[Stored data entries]
^^^^^^^^^^^^^^^^

PR #283, opened 2018-08-09
[FIXED JENKINS-51227] Add quietPeriod DeclarativeOption

abayer:
* JENKINS issue(s):
    * [JENKINS-51227](https://issues.jenkins-ci.org/browse/JENKINS-51227)
* Description:
    * This will let you set the quiet period for the job from the options block. As with job properties, triggers, and parameters, the quiet period will only be set to the default of 0 if the previous build actually had the QuietPeriod DeclarativeOption specified and the current build does not, so that UI-configured quiet periods don't get nuked.
* Documentation changes:
    * Will be needed.
* Users/aliases to notify:
    * ...

### DIFF
--- a/pipeline-model-definition/src/main/groovy/org/jenkinsci/plugins/pipeline/modeldefinition/Utils.groovy
+++ b/pipeline-model-definition/src/main/groovy/org/jenkinsci/plugins/pipeline/modeldefinition/Utils.groovy
@@ -39,6 +39,7 @@ import hudson.model.ParameterDefinition
 import hudson.model.ParametersDefinitionProperty
 import hudson.model.Result
 import hudson.triggers.Trigger
+import jenkins.model.Jenkins
 import org.apache.commons.codec.digest.DigestUtils
 import org.codehaus.groovy.ast.ASTNode
 import org.codehaus.groovy.ast.stmt.BlockStatement
@@ -58,6 +59,7 @@ import org.jenkinsci.plugins.pipeline.modeldefinition.causes.RestartDeclarativeP
 import org.jenkinsci.plugins.pipeline.modeldefinition.model.Environment
 import org.jenkinsci.plugins.pipeline.modeldefinition.model.StepsBlock
 import org.jenkinsci.plugins.pipeline.modeldefinition.options.DeclarativeOption
+import org.jenkinsci.plugins.pipeline.modeldefinition.options.impl.QuietPeriod
 import org.jenkinsci.plugins.pipeline.modeldefinition.steps.CredentialWrapper
 import org.jenkinsci.plugins.scriptsecurity.sandbox.whitelists.Whitelisted
 import org.jenkinsci.plugins.structs.SymbolLookup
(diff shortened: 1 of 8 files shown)


pipeline-model-definition/src/main/groovy/org/jenkinsci/plugins/pipeline/modeldefinition/Utils.groovy
```diff
@@ -610,6 +627,19 @@ class Utils {
...
+            // Check if QuietPeriod option is specified
+            QuietPeriod quietPeriod = (QuietPeriod) rawOptions.find { it instanceof QuietPeriod }
+            if (quietPeriod != null) {
+                j.setQuietPeriod(quietPeriod.quietPeriod)
+            } else {
+                String quietPeriodName = Jenkins.getActiveInstance().getDescriptorByType(QuietPeriod.DescriptorImpl.class)?.getName()
+                // If the quiet period was set by the previous build, wipe it out.
+                System.err.println("options: ${previousOptions}")
+                if (quietPeriodName != null && previousOptions.contains(quietPeriodName)) {
+                    j.setQuietPeriod(0)
```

^^^^^^^^^^^^^^^^

- _Activity_
Copy each line above where "triggers" appears.

- _Task answer_
    * This will let you set the quiet period for the job from the options block. As with job properties, triggers, and parameters, the quiet period will only be set to the default of 0 if the previous build actually had the QuietPeriod DeclarativeOption specified and the current build does not, so that UI-configured quiet periods don't get nuked.
 import hudson.triggers.Trigger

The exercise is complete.